Records for the exercise —

PR #405, opened 2022-02-07
Wait for all img tags to be complete

nmattia:
This makes sure that we wait for the background to be loaded before we
take the screenshots.

### DIFF
--- a/e2e-tests/specs/example.e2e.ts
+++ b/e2e-tests/specs/example.e2e.ts
@@ -4,19 +4,21 @@ describe("landing page", () => {
 
     await browser.$("h1").waitForExist();
 
+    // Wait for all images to be "complete", i.e. loaded
     browser.waitUntil(
       function () {
         return this.execute(function () {
-          let imgs = document.getElementsByTagName("img");
-          if (imgs.length > 0) {
-            return (
-              Array.prototype.every.call(imgs, (img) => {
-                return img.complete;
-              }) && document.readyState === "complete"
-            );
-          } else {
+          const imgs: HTMLCollectionOf<HTMLImageElement> =
+            document.getElementsByTagName("img");
+          if (imgs.length <= 0) {
             return true;
           }
+
+          return (
+            Array.prototype.every.call(imgs, (img) => {
+              return img.complete;
+            }) && document.readyState === "complete"
+          );
         });
       },
       { timeoutMsg: `image wasn't loaded` }
--- a/e2e-tests/specs/example.e2e.ts
+++ b/e2e-tests/specs/example.e2e.ts
@@ -4,6 +4,24 @@ describe("landing page", () => {
 
     await browser.$("h1").waitForExist();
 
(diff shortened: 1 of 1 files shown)


e2e-tests/specs/example.e2e.ts
```diff
@@ -4,6 +4,24 @@ describe("landing page", () => {
 
     await browser.$("h1").waitForExist();
 
+    browser.waitUntil(
+      function () {
+        return this.execute(function () {
+          let imgs = document.getElementsByTagName("img");
```
peterpeterparker, line 10: `const imgs`

if you want to go fancy you can even specify the type :

```
const imgs: HTMLCollectionOf<HTMLImageElement> ...
```

e2e-tests/specs/example.e2e.ts
```diff
@@ -4,6 +4,24 @@ describe("landing page", () => {
...
+          if (imgs.length > 0) {
```
peterpeterparker, line 11: I like to avoid if else, i find it more readable

```
if (imgs.length <= 0) {
    return true;
}

return (Array.prototype.every.call(imgs, (img) => ...
```

peterpeterparker (approved):
LGTM

e2e-tests/specs/example.e2e.ts
```diff
@@ -4,6 +4,26 @@ describe("landing page", () => {
 
     await browser.$("h1").waitForExist();
 
+    // Wait for all images to be "complete", i.e. loaded
+    browser.waitUntil(
+      function () {
+        return this.execute(function () {
+          const imgs: HTMLCollectionOf<HTMLImageElement> =
+            document.getElementsByTagName("img");
```
mstrasinskis, line 12: Theoretically querySelectorAll works faster because it returns a static list.

e2e-tests/specs/example.e2e.ts
```diff
@@ -4,6 +4,26 @@ describe("landing page", () => {
...
+          if (imgs.length <= 0) {
+            return true;
+          }
+
+          return (
+            Array.prototype.every.call(imgs, (img) => {
+              return img.complete;
+            }) && document.readyState === "complete"
```
mstrasinskis, line 20: If check document.readyState first then we could avoid a loop. But it's more FYI because of image quantity it's user wouldn't feel the difference :)

mstrasinskis (commented):
LGTM

e2e-tests/specs/example.e2e.ts
nmattia: ah, thanks! will change next time I update the code!

e2e-tests/specs/example.e2e.ts
nmattia: heh, that's true! to be completely honest I copy pasted most of this from here: https://github.com/webdriverio/webdriverio/issues/1880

Problem statement —
Repeat the data in full, keeping each word exactly as it is.

Exercise output —
PR #405, opened 2022-02-07
Wait for all img tags to be complete

nmattia:
This makes sure that we wait for the background to be loaded before we
take the screenshots.

### DIFF
--- a/e2e-tests/specs/example.e2e.ts
+++ b/e2e-tests/specs/example.e2e.ts
@@ -4,19 +4,21 @@ describe("landing page", () => {
 
     await browser.$("h1").waitForExist();
 
+    // Wait for all images to be "complete", i.e. loaded
     browser.waitUntil(
       function () {
         return this.execute(function () {
-          let imgs = document.getElementsByTagName("img");
-          if (imgs.length > 0) {
-            return (
-              Array.prototype.every.call(imgs, (img) => {
-                return img.complete;
-              }) && document.readyState === "complete"
-            );
-          } else {
+          const imgs: HTMLCollectionOf<HTMLImageElement> =
+            document.getElementsByTagName("img");
+          if (imgs.length <= 0) {
             return true;
           }
+
+          return (
+            Array.prototype.every.call(imgs, (img) => {
+              return img.complete;
+            }) && document.readyState === "complete"
+          );
         });
       },
       { timeoutMsg: `image wasn't loaded` }
--- a/e2e-tests/specs/example.e2e.ts
+++ b/e2e-tests/specs/example.e2e.ts
@@ -4,6 +4,24 @@ describe("landing page", () => {
 
     await browser.$("h1").waitForExist();
 
(diff shortened: 1 of 1 files shown)


e2e-tests/specs/example.e2e.ts
```diff
@@ -4,6 +4,24 @@ describe("landing page", () => {
 
     await browser.$("h1").waitForExist();
 
+    browser.waitUntil(
+      function () {
+        return this.execute(function () {
+          let imgs = document.getElementsByTagName("img");
```
peterpeterparker, line 10: `const imgs`

if you want to go fancy you can even specify the type :

```
const imgs: HTMLCollectionOf<HTMLImageElement> ...
```

e2e-tests/specs/example.e2e.ts
```diff
@@ -4,6 +4,24 @@ describe("landing page", () => {
...
+          if (imgs.length > 0) {
```
peterpeterparker, line 11: I like to avoid if else, i find it more readable

```
if (imgs.length <= 0) {
    return true;
}

return (Array.prototype.every.call(imgs, (img) => ...
```

peterpeterparker (approved):
LGTM

e2e-tests/specs/example.e2e.ts
```diff
@@ -4,6 +4,26 @@ describe("landing page", () => {
 
     await browser.$("h1").waitForExist();
 
+    // Wait for all images to be "complete", i.e. loaded
+    browser.waitUntil(
+      function () {
+        return this.execute(function () {
+          const imgs: HTMLCollectionOf<HTMLImageElement> =
+            document.getElementsByTagName("img");
```
mstrasinskis, line 12: Theoretically querySelectorAll works faster because it returns a static list.

e2e-tests/specs/example.e2e.ts
```diff
@@ -4,6 +4,26 @@ describe("landing page", () => {
...
+          if (imgs.length <= 0) {
+            return true;
+          }
+
+          return (
+            Array.prototype.every.call(imgs, (img) => {
+              return img.complete;
+            }) && document.readyState === "complete"
```
mstrasinskis, line 20: If check document.readyState first then we could avoid a loop. But it's more FYI because of image quantity it's user wouldn't feel the difference :)

mstrasinskis (commented):
LGTM

e2e-tests/specs/example.e2e.ts
nmattia: ah, thanks! will change next time I update the code!

e2e-tests/specs/example.e2e.ts
nmattia: heh, that's true! to be completely honest I copy pasted most of this from here: https://github.com/webdriverio/webdriverio/issues/1880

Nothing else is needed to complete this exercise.